Bad Bob Biringanine stared out at the cloudless blue sky, his feet up, drinking a glass of water with bubbles. I hadn't seen him in the flesh since my nearly disastrous intake meeting, and I felt myself turn small and weak at the sight of him. Especially when those laser-sharp blue eyes considered and then dismissed me.
"Baldwin, right?" he asked. He had a light tenor voice, neutral with indifference.
"Yes, sir."
"Just here to observe," he said. Observe. Like that wasn't worse than any trouble I might have been in already. Having Bad Bob staring over your shoulder was bound to make even the best Warden nervous, and I wasn't quite arrogant enough to consider myself the best. Yet.
I sucked it up and sat down to review the file: maps of pressure systems, satellite photos fresh off the printer of the growing circular mass of Tropical Storm Samuel, still lashing empty ocean beyond Bermuda. My opposite number was waiting in a seaport town in Mauritania named Nouakchott; the phone was preprogrammed for speed dial to reach her. Voices don't carry so well in Oversight. Landlines are always a plus for long-distance work.
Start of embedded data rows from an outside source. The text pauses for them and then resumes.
PR #419, opened 2026-07-30
feat(setup): allow pinning an engine version in `optics setup --install`

### LINKED ISSUE #355: bug: deps installed via `optics setup` do not have pinned versions
**Describe the bug**
dependencies installed via `optics setup` do not have pinned versions. The latest version of dependencies get installed all the time which can be a problem for testing in ci/cd

**To Reproduce**
1. Run commands like `optics setup --install "EasyOCR" "Appium"`
2. Latest version of `easyocr` and `appium` get installed

**Expected behavior**
A pinned version gets installed. If required, user should be able to override the version of a dependency with their required version

chinmayajha:
## Summary

Closes #355.

`optics setup --install` already installs engines through version-bounded pyproject extras (pinned to your installed Optics version), so the "always latest, unbounded" part of #355 is handled. What was still missing is the issue's second ask: **letting a user pin a specific dependency version** — needed for reproducible CI/CD.

Any `--install` token may now carry a PEP 508 specifier:

```bash
optics setup --install appium==4.2.0 "easyocr>=1.7,<2.0"
```

## How it works

- `resolve_engines` splits the specifier off each token into a new `InstallRequest(engine, version)`.
- `install_extras` keeps the extras spec (`optics-framework[appium,easyocr]==<version>`) for transitive deps and, for any request with a version, appends the engine's **primary package** as a concrete pin (`appium-python-client==4.2.0`). pip intersects that with the extra's own range, so an out-of-range pin fails loudly rather than silently resolving elsewhere.
- A specifier on a bundle (`all==1.0`) is rejected — one version can't span many packages.
- The TUI picker (no version field) installs at the extra's default bound, unchanged.

## Tests

Extended `tests/units/helpers/test_setup.py`: specifier parsing (`_split_token`), version threaded onto `InstallRequest`, bundle+version rejection, explicit-version-wins dedupe, and the pinned-package install command. All 43 pass; `pre-commit` clean.

## Note (release timing)

The extras themselves land with the unreleased `1.9.0-beta.1`; the latest PyPI release (`1.8.6`) predates them, so `optics setup` only resolves extras once a build carrying them is published. This PR is about the override capability and is orthogonal to that release.

### DIFF
--- a/optics_framework/helper/setup.py
+++ b/optics_framework/helper/setup.py
@@ -5,10 +5,17 @@ from typing import Dict, List, Optional
 import sys
 from textual.app import App, ComposeResult
 from textual.widgets import Checkbox, Button, Header, Footer, Static
+from packaging.specifiers import InvalidSpecifier, SpecifierSet
 from pydantic import BaseModel
 
 
 DISTRIBUTION_NAME = "optics-framework"
+
+
+class SetupError(Exception):
+    """A user-facing engine-setup error (bad version specifier, version
+    conflict). Raised by `resolve_engines` and surfaced by the CLI as a clean
+    message instead of a Python traceback."""
 
 
 class EngineBackend(BaseModel):
@@ -32,7 +39,7 @@ class EngineCategory(BaseModel):
 class InstallRequest(BaseModel):
     """One engine to install, optionally with a user-supplied version specifier.
 
-    ``version`` is the raw PEP 508 tail (e.g. ``"==4.2.0"``, ``">=4.0,<4.3"``)
+    ``version`` is the raw PEP 508 tail (e.g. ``"==5.0.0"``, ``">=5.0,<5.4"``)
     parsed off the CLI token; ``None`` means "let the extra's own bound decide"."""
     engine: EngineBackend
     version: Optional[str] = None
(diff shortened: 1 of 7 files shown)


optics_framework/helper/setup.py
```diff
@@ -97,32 +123,60 @@ def _alias_index() -> Dict[str, EngineBackend]:
     return index
 
 
-def resolve_engines(tokens: List[str]) -> tuple[List[EngineBackend], List[str]]:
-    """Resolve user-supplied tokens to EngineBackends. Returns (resolved, invalid).
+def _add_request(resolved: List[InstallRequest], engine: EngineBackend, version: Optional[str]) -> None:
```
kun-codes, line 146: I tried the command `optics setup --install appium==4.2.0 appium==5.0.0` and I expected appium 5.0.0 to be installed since it is located at the last but 4.2.0 was installed

```
pip show appium-python-client
Name: Appium-Python-Client
Version: 4.2.0
Summary: Python client for Appium
Home-page: http://appium.io/
Author: Isaac Murchie
Author-email: isaac@saucelabs.com
License: Apache 2.0
Location: /Users/user/Library/Caches/pypoetry/virtualenvs/optics-framework--OROUlrp-py3.14/lib/python3.14/site-packages
Requires: selenium
Required-by:
```

optics_framework/helper/setup.py
```diff
@@ -86,6 +96,22 @@ def _norm(token: str) -> str:
     return token.strip().lower().replace(" ", "_").replace("-", "_")
 
 
+# First char that starts a PEP 508 version specifier ( ==, >=, ~=, !=, <, > ).
+_SPEC_START = re.compile(r"[=<>!~]")
+
+
+def _split_token(token: str) -> tuple[str, Optional[str]]:
```
kun-codes, line 110:
```
optics setup --install appium=4.2.0
Installation failed: Command '['/Users/inno/Library/Caches/pypoetry/virtualenvs/optics-framework--OROUlrp-py3.14/bin/python', '-m', 'pip', 'install', 'optics-framework[appium]==1.9.0b1', 'appium-python-client=4.2.0']' returned non-zero exit status 1.
[notice] A new release of pip is available: 26.1.2 -> 26.2
[notice] To update, run: pip install --upgrade pip
ERROR: Invalid requirement: 'appium-python-client=4.2.0': Expected semicolon (after name with no version specifier) or end
    appium-python-client=4.2.0
                        ^
Hint: = is not a valid operator. Did you mean == ?
```

the code of optics considered it as valid code when it isn't so it is passed to python where it fails. It is not valid since `=` is not considered valid

kun-codes (changes requested):

optics_framework/helper/setup.py
chinmayajha: Fixed — two different versions for one engine now raise a conflict (like pip's `pkg==a pkg==b`) instead of silently keeping the first.

optics_framework/helper/setup.py
chinmayajha: Fixed — specifiers are validated with `packaging.SpecifierSet` up front, so `appium=4.2.0` (single `=`) now errors cleanly from optics instead of reaching pip.

kun-codes (approved):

"You getting on with it while I'm still young?" Bad Bob asked. He hadn't moved from his kicked-back spot, was still staring at the view. Funny how I think of it as a view, even though both of us were looking at a clear blue sky, not even any clouds in sight; we were drawn to the boundless and limitless possibilities. When I swallowed, I felt my throat click. There was a carafe of water on the table, sweating diamond drops, but I didn't feel like showing him that my hands were shaking. I wiped palms against blue jeans.
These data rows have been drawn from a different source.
PR #425, opened 2026-08-03
fix(docker): bump appium-python-client pin to 5.3.1

chinmayajha:
## Summary
- All four Dockerfiles pinned `appium-python-client==4.5.1`, which is no longer on PyPI (only 5.2.0+ remain), breaking every image build
- Bumped to `5.3.1`, satisfying `pyproject.toml`'s `>=5.0,<6.0` constraint

## Test plan
- [x] `docker build` succeeds for each of `Docker/dev`, `Docker/prod`, `Docker/mcp/dev`, `Docker/mcp/prod`

### DIFF
--- a/Docker/dev/Dockerfile
+++ b/Docker/dev/Dockerfile
@@ -32,7 +32,7 @@ RUN apt-get update && apt-get install --no-install-recommends -y \
 
 # Install common Python packages and optics-framework wheel and vision backend
 RUN pip install --no-cache-dir --only-binary=:all: \
-   appium-python-client==4.5.1 playwright==1.61.0 \
+   appium-python-client==5.3.1 playwright==1.61.0 \
    && playwright install-deps chromium firefox \
    && WHEEL=$(if [ -n "$WHL_FILE" ]; then echo "/app/${WHL_FILE}"; else ls /app/*.whl 2>/dev/null | head -1; fi) \
    && if [ -z "$WHEEL" ] || [ ! -f "$WHEEL" ]; then \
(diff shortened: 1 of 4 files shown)


thakur-patel:
https://github.com/mozarkai/optics-framework/pull/408/changes#diff-a78217d24faa7fc0eb1fe5aa0b994771e3d6ec9d6dc54e60498dae188c52d2d0 

The pinning was added in this PR. Can we have a single source of truth for version pinning?

chinmayajha:
Yes, planning to land that next @thakur-patel

chinmayajha:
@thakur-patel PR [#408](https://github.com/mozarkai/optics-framework/pull/408)'s branch was cut from a commit dated 2026-07-23, when pyproject.toml constrained appium-python-client to >=3.1,<5.0. 4.5.1 was poetry's resolved version under that constraint at the time, so it was a correct, consistent pin when the branch was created.

Why it broke: Three days later, on 2026-07-28, a separate commit — [8ac4707](https://github.com/mozarkai/optics-framework/commit/8ac4707) "build(deps): require appium-python-client >=5.0" because the code needed feature introduced post Appium 5.0.0. So we raised the floor in pyproject.toml to >=5.0,<6.0.

So the newly-added --only-binary=:all: constraint from PR [#408](https://github.com/mozarkai/optics-framework/pull/408) was never going to work with 4.5.1 regardless of the version-floor bump

Why nothing caught this: none of the .github/workflows/* build these Docker images — there's no CI step that exercises docker build on a PR.

thakur-patel (approved):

"Sure," I said. "No problem."
I speed-dialed. Tamara Motumbo picked up on the second ring, and we exchanged some nervous pleasantries, through which Bad Bob drummed fingernails against the table. I hurried along to Step One, which was confirmation of the scope of our work. It's always good to go into a powerful situation with a clear expectation of what you're supposed to walk out with.
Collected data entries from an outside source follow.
PR #433, opened 2026-08-04
fix(docker): install CPU-only torch before easyocr

thakur-patel:
## Summary
- `easyocr` transitively depends on `torch`, and PyPI's default Linux `torch` wheel bundles the full CUDA toolkit as separate `nvidia-*` packages (cuBLAS, cuSOLVER, cuDNN, NCCL, etc). These containers only run OCR on CPU, so that's several unused GB — large enough that it filled a build host's disk mid-image-export during a real build attempt.
- Installs the CPU-only `torch`/`torchvision` wheel from `download.pytorch.org/whl/cpu` before `easyocr` in `Docker/prod/Dockerfile`, `Docker/mcp/prod/Dockerfile`, and `Docker/dev/Dockerfile`, so pip/uv never resolves the CUDA variant.
- Documents a branch-naming convention in `CLAUDE.md` (`fix/`, `feat/`, `refactor/`, etc.) mirroring the Conventional Commit types already enforced by the commit-msg hook.
- Documents an image-tagging convention in `Docker/deployment.md`: tag images `<optics_version>-<vision_backend>` (e.g. `1.9.1-easyocr`) across all four build paths, so the tag itself states what's baked into the image.

## Why
A production image build from a disk-constrained host (Cloud Shell, 95G root) failed with `no space left on device` during image export. Root cause traced to the CUDA-enabled `torch` wheel pulled in transitively by `easyocr` — none of the CUDA libraries are used since these images run inference on CPU only.

## Test plan
- [x] Rebuilt `Docker/prod/Dockerfile` locally (`VISION_BACKEND=easyocr`, the default) and confirmed the image builds without pulling any `nvidia-*` CUDA packages (`torch==2.13.0+cpu`, `torchvision==0.28.0+cpu`), and that `easyocr.Reader(['en'])` still initializes fine on CPU torch.
- [ ] Repeat the same check for `Docker/mcp/prod/Dockerfile` and `Docker/dev/Dockerfile`.


malto101 (approved):
LGTM
could you fix those warnings raised by sonarqube

malto101:
seems to have diverge, @thakur-patel could you rebase from main tip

We decided we wanted to disrupt Samuel enough to make it just another squall; no point in trying to wipe out the storm altogether, since it would only move the energy someplace else that might spawn something just as bad. I made notes as I went, and my writing was shaky. Nothing like knowing every move you make is on the record.
"Ready?" I asked Tamara. She said she was, though I'd lay money that neither of us was really sure.
I sucked in a deep breath, let go, and floated out of my body and into Oversight. The room turned gray and misty, but Bad Bob was like a brilliant neon sign, lit up with so much power, it was hard to look at him directly. Red tinged. I wondered if he was sick, but I wasn't about to ask after his health, not now. I turned away from him, oriented myself with the vast voiding power of the sea, and let the waves of its energy carry me up and out, far up, flying without sound or pressure through the liquid we call air. No clouds in Oversight, either, but there was a low red band of energy over the ocean and a corresponding white one coming down from the mesosphere-clouds later, then, and rain in a day at most. Warming and cooling ocean air is the unimaginably powerful engine that drives the machine of life. Connecting to it like this, right on the coast, was a sensuous, dangerous experience.
I soared. In Oversight, crossing huge distances takes a fraction of real time, but it still felt like a long trip by the time I saw the swirling entity we were calling Samuel. He was a big, growing boy, already well into rebellious adolescence and halfway to becoming a dangerous hooligan. Facing that kind of storm makes you feel small. No, not just small: nonexistent. The forces that formed him and drove him dwarfed anything I could summon out of myself.
I shifted just enough of my consciousness back to my body to ask Tamara on the phone if she had a Djinn.